__WORK REQUIRED__. The entire set of lines below should be copied exactly.

Segment Start: INPUT FOR THIS TASK

PR #561, opened 2017-09-19
refactor: ts conversion of trace and span-data

kjin:


src/trace.ts
```diff
@@ -16,16 +16,17 @@
...
-function Trace(projectId, traceId) {
-  this.projectId = projectId;
-  this.traceId = traceId;
-  this.spans = [];
-}
+import { TraceSpan } from './trace-span';
 
-module.exports = Trace;
+export class Trace {
+  public readonly spans: TraceSpan[] = [];
```
matthewloring: Do you have any style thoughts on declaring fields in multiple places (inside constructor + at the top of the class)?

src/trace-span.ts
```diff
@@ -16,51 +16,52 @@
...
- * Sets or updates a label value.
- * @param {string} key The label key to set.
- * @param {string} value The new value of the label.
+ * Describes a trace span.
  */
-TraceSpan.prototype.setLabel = function(key, value) {
-  this.labels[key] = value;
-};
+export class TraceSpan {
+  public readonly labels: TraceSpanLabels = {};
```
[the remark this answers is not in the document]
kjin: I believe class members cannot have `const` as a modifier.

src/trace.ts
kjin: It's one or the other, declaring in both places is a TS error.

Placing in the constructor is a style guide preference: https://g3doc.corp.google.com/javascript/typescript/g3doc/styleguide.md?cl=head#class-members

src/trace-span.ts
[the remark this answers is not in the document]
matthewloring: Ah ok.

src/trace.ts
matthewloring: Sorry, I meant declaring some of a classes fields at the top and others in the constructor. It seems like it would be nice to have one place to look to see what state is maintained by a class.

kjin: I agree that it's nicer to have it all in one place; the style guide is not specific on whether fields should be split. Maybe we can re-organize all classes as a followup.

Segment End: INPUT FOR THIS TASK

__REPLY TO THE EXERCISE__.
PR #561, opened 2017-09-19
refactor: ts conversion of trace and span-data

kjin:


src/trace.ts
```diff
@@ -16,16 +16,17 @@
...
-function Trace(projectId, traceId) {
-  this.projectId = projectId;
-  this.traceId = traceId;
-  this.spans = [];
-}
+import { TraceSpan } from './trace-span';
 
-module.exports = Trace;
+export class Trace {
+  public readonly spans: TraceSpan[] = [];
```
matthewloring: Do you have any style thoughts on declaring fields in multiple places (inside constructor + at the top of the class)?

src/trace-span.ts
```diff
@@ -16,51 +16,52 @@
...
- * Sets or updates a label value.
- * @param {string} key The label key to set.
- * @param {string} value The new value of the label.
+ * Describes a trace span.
  */
-TraceSpan.prototype.setLabel = function(key, value) {
-  this.labels[key] = value;
-};
+export class TraceSpan {
+  public readonly labels: TraceSpanLabels = {};
```
[the remark this answers is not in the document]
kjin: I believe class members cannot have `const` as a modifier.

src/trace.ts
kjin: It's one or the other, declaring in both places is a TS error.

Placing in the constructor is a style guide preference: https://g3doc.corp.google.com/javascript/typescript/g3doc/styleguide.md?cl=head#class-members

src/trace-span.ts
[the remark this answers is not in the document]
matthewloring: Ah ok.

src/trace.ts
matthewloring: Sorry, I meant declaring some of a classes fields at the top and others in the constructor. It seems like it would be nice to have one place to look to see what state is maintained by a class.

kjin: I agree that it's nicer to have it all in one place; the style guide is not specific on whether fields should be split. Maybe we can re-organize all classes as a followup.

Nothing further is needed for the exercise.